PR #438, opened 2018-02-22
Remove usage of countStreamableOnDemandEpisodes query

BPScott:
This value is denormalised onto ProgrammeContainers and Episodes already
so we don't need to make this query.


programmes-developers:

※ ※ ※

Find every line in the records that has the word "query". Then report the count alone.

2